→ Exercise aim
Of all the lines in the records below, copy only those that contain the string "attributes".

→ Recorded data
PR #1155, opened 2022-03-01
Rework Orange metadata table upload processes

jkokosar:
- Deprecate existing `upload-orange-metadata` process and replace it with `upload-metadata-unique` and
  `upload-metadata` that support  1-to-1 and 1-to-n relations between Collection samples and metadata content, respectively. 
- The metadata file upload will fail, if the upload is not within a working Collection
- The metadata file is expected to contain a sample row with allowed header names

TODO: 
 - replace resolwebio/orange Docker image with the resolwebio/common image when additional Python package is installed in the common image.
 - deprecate resolwebio/orange Docker image


JureZmrzlikar (commented):
Could you explain a bit what is the use case for one-tomany metadata table? I don't get it.

resolwe_bio/processes/import_data/metadata.py
```diff
@@ -60,8 +62,28 @@ def change_suffix(path):
...
+    elif any(path.endswith(ext) for ext in ["tab", "tsv"]):
+        df = pd.read_csv(path, sep="\t")
+    elif path.endswith("csv"):
+        df = pd.read_csv(path)
+    else:
+        df = pd.DataFrame()
+    return df
+
+
+class UploadOrangeMetadataOneToOne(Process):
```
JureZmrzlikar, line 80: Is it at this point even necessary to use Orange keyword in any place in this process?

resolwe_bio/processes/import_data/metadata.py
```diff
@@ -60,8 +62,28 @@ def change_suffix(path):
...
+    """Upload one-to-one metadata table in Orange format.
```
JureZmrzlikar, line 81: How about: "Upload metadata file where each row corresponds to a sample"?

resolwe_bio/processes/import_data/metadata.py
```diff
@@ -60,8 +62,28 @@ def change_suffix(path):
...
+
+    The uploaded metadata table represents one-to-one (1:1) relation to
+    samples in the working collection. Metadata table must contain a column
+    with one of the following headers: "mS#Sample ID", "mS#Sample name" or
```
JureZmrzlikar, line 85: As we discussed this, we should remove the `mS#` part. Just use "Sample ID", "Sample name" or "Sample slug". We should handle legacy files in resdk.

resolwe_bio/processes/import_data/metadata.py
```diff
@@ -60,8 +62,28 @@ def change_suffix(path):
...
+    "mS#Sample slug".
 
     Orange can read files in native tab-delimited format, or can load
```
JureZmrzlikar, line 88: If we decide to remove the `mS#` prefixes, this description is no longer necessary.

resolwe_bio/processes/import_data/metadata.py
```diff
@@ -148,6 +173,189 @@ def run(self, inputs, outputs):
...
+                f"Missing sample column. The uploaded Orange table should "
+                f"contain one of the following columns: {sorted(sample_columns)}."
+            )
+
+        samples = Entity.filter(collection_id=collections[0].id)
+
+        if "mS#Sample ID" in df_data.columns:
+            col_samples = set([sample.id for sample in samples])
+            sample_header = "mS#Sample ID"
+            intersection = col_samples.intersection(set(df_data[sample_header].values))
```
JureZmrzlikar, line 190: No need to repeat this line 3 times. Just write once after this if-elif clause is done.

resolwe_bio/processes/import_data/metadata.py
```diff
@@ -148,6 +173,189 @@ def run(self, inputs, outputs):
...
+            )
+
+        outputs.table = str(path)
+        outputs.n_samples = n_samples
+        outputs.features = get_features_description(data)
+        outputs.target = get_target_description(data)
+        outputs.n_metas = len(data.domain.metas)
+
+
+class UploadOrangeMetadataOneToMany(Process):
```
JureZmrzlikar, line 223: I am just curious... Could we shorten this class by just subclassing the `UploadOrangeMetadataOneToOne`? And than overwrite the diffs. This would make the diffs stand out more clearly + removed the unnecessary duplication.
Maybe @gregorjerse would know if there are any potential problems with this approach.

JureZmrzlikar (commented):
After some discussion with @mstajdohar i think this is mature enough to polish and merge. But I would also like to see what other reviewers say. :-)

resolwe_bio/processes/import_data/metadata.py
```diff
@@ -60,8 +62,28 @@ def change_suffix(path):
     return new_path
 
 
-class UploadOrangeMetadata(Process):
-    """Upload metadata table in Orange format.
+def convert_to_data_frame(path):
+    """Convert the uploaded file to Pandas data frame."""
+    if path.endswith("xls"):
+        df = pd.read_excel(path, engine="xlrd")
```
AnzeLovse, line 68: No need to create `df` it can be immediately returned.

AnzeLovse (commented):
I think this is mostly good to go. Have we reached any conclusion regarding column name prefixes?

resolwe_bio/processes/import_data/metadata.py
AnzeLovse: This would be an ideal solution to avoid duplicated code. Another alternative would also be wrapping the majority of processing code in functions.

resolwe_bio/processes/import_data/metadata.py
```diff
@@ -60,8 +62,168 @@ def change_suffix(path):
...
+        table = FileField(label="Uploaded table")
+        n_samples = IntegerField(label="Number of samples")
+        features = StringField(label="Number of features")
+        target = StringField(label="Target class description")
+        n_metas = IntegerField(label="Number of meta attributes")
+
+    def run(self, inputs, outputs):
+        """Run the analysis."""
+
+        collections = Collection.filter(data__id=self.data.id)
```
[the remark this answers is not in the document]
mzganec: I vote in favor of `collections`. The plural form is linked to the return type, not the number of returned items in the iterable.

resolwe_bio/processes/import_data/metadata.py
mzganec: > Could we shorten this class by just subclassing the UploadOrangeMetadataOneToOne?

Probably the other way around — `UploadOrangeMetadataOneToOne` is stricter than `UploadOrangeMetadataOneToMany` in handling duplicate samples.

resolwe_bio/processes/import_data/metadata.py
```diff
@@ -114,42 +184,65 @@ class Output:
...
+        intersection = col_samples.intersection(df_samples)
+
+        if not intersection:
+            self.warning(
+                "None of the samples listed in the uploaded Sample metadata table "
+                "match the Samples in the working Collection."
+            )
+
         outputs.table = str(path)
         outputs.n_samples = n_samples
```
JureZmrzlikar, line 248: This is not true since there could be duplicates. Better use somthing like:

`outputs.n_samples = len(df_data[sample_headers[0]].unique())`

resolwe_bio/processes/import_data/metadata.py
```diff
@@ -1,93 +1,161 @@
...
-        target_description = (
-            "Multi-target; "
-            f"{len(data.domain.class_vars)} target variables "
-            f"{missing_in_class}"
+    class Input:
+        """Input field to process UploadMetadataUnique."""
+
+        src = FileField(
+            label="Table with metadata",
+            description="The table should be in Orange format and use "
```
JureZmrzlikar, line 65: No need for the table to be in Orange format. It just needs to be tabular end contain one of the required columns.

resolwe_bio/processes/import_data/metadata.py
```diff
@@ -1,93 +1,161 @@
...
-    attribute type and the third header line contains role information
-    to identify dependent features (class), irrelevant features (ignore)
-    or meta features (meta).
+        col_samples = {
+            getattr(sample, sample_columns[sample_headers[0]]) for sample in samples
+        }
 
-    For more information see Orange
-    [documentation](https://orange-visual-programming.readthedocs.io/loading-your-data/index.html#header-with-attribute-type-information).
+        df_samples = df_data[sample_headers[0]].values
```
JureZmrzlikar, line 124: If you define `df_samples = df_data[sample_headers[0]]` and use them one line lower as 
`intersection = col_samples.intersection(df_samples.values)` you can tham omit creating the `sample_s` variable. This would simplify code and also remove one of the sample-something variable that makes code a bit hairder to digest.

resolwe_bio/processes/import_data/metadata.py
```diff
@@ -1,93 +1,161 @@
...
+        path = Path(inputs.src.import_file(imported_format="extracted"))
 
-    Orange can read files in native tab-delimited format, or can load
-    data from any of the major standard spreadsheet file types, like CSV
-    and Excel. Native format starts with the names of attributes with
-    prefixes that define attribute type (continuous, discrete, time,
-    string) and role (class, meta, ignore, instance weights). Prefixes
-    are separated from the attribute name with a hash sign (“#”).
+        # change the file suffix if it is either upper or mixed case
+        if not path.suffix.islower():
```
JureZmrzlikar, line 89: You could pack all the logic here in function `change_suffix` (I would rather name it `lower_suffix`, more descriptive). This function would just return a path if it was lowercase, but otherwise do all the path fixing and info reporting.

Since the logic is duplicated in both processes this would also shorten the code.

resolwe_bio/processes/import_data/metadata.py
```diff
@@ -1,93 +1,161 @@
...
+            path = change_suffix(path)
+            self.info(
+                "File extension of the table was replaced with a lower case version."
+            )
+
+        try:
+            df_data = read_tabular_data(path, error=self.error)
```
JureZmrzlikar, line 96: This try-catch approach could/should be put in `read_tabular_data`, especially since some sort of error handling is already happening there.

resolwe_bio/processes/import_data/metadata.py
```diff
@@ -1,93 +1,161 @@
...
+        except Exception as err:
+            self.error(f"It was not possible to read the provided data table. {err}")
+
+        sample_columns = {
```
JureZmrzlikar, line 100: Since this is a constant, used in both processes it could be set as a constant at the start of the file.

resolwe_bio/processes/import_data/metadata.py
```diff
@@ -1,93 +1,161 @@
...
+            "Sample ID": "id",
+            "Sample slug": "slug",
+            "Sample name": "name",
+        }
+
+        sample_headers = df_data.columns.intersection(sample_columns)
+        if len(sample_headers) != 1:
```
JureZmrzlikar, line 107: This check could also be moved to `read_tabular_data`. Then, when you get the `df_data` you are sure it contains just one header and just get it as `sample_header = df_data.columns.intersection(sample_columns)[0]`. This simplifies some of the below code.

resolwe_bio/processes/import_data/metadata.py
```diff
@@ -1,93 +1,161 @@
...
+            self.error(
+                f"The uploaded metadata table needs to contain "
+                f"exactly one of the following columns: "
+                f"{sorted(sample_columns.keys())}."
+            )
+
+        n_samples = len(df_data[sample_headers[0]].unique())
```
JureZmrzlikar, line 114: The check for "n_samples < 1" could also be moved to `read_tabular_data()`

JureZmrzlikar (approved):
The code looks OK, but I (and possibly future viewers / editors) would appreciate some simplification. Feel free to follow some of the suggestions.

→ Exercise result
+        n_metas = IntegerField(label="Number of meta attributes")
-    and Excel. Native format starts with the names of attributes with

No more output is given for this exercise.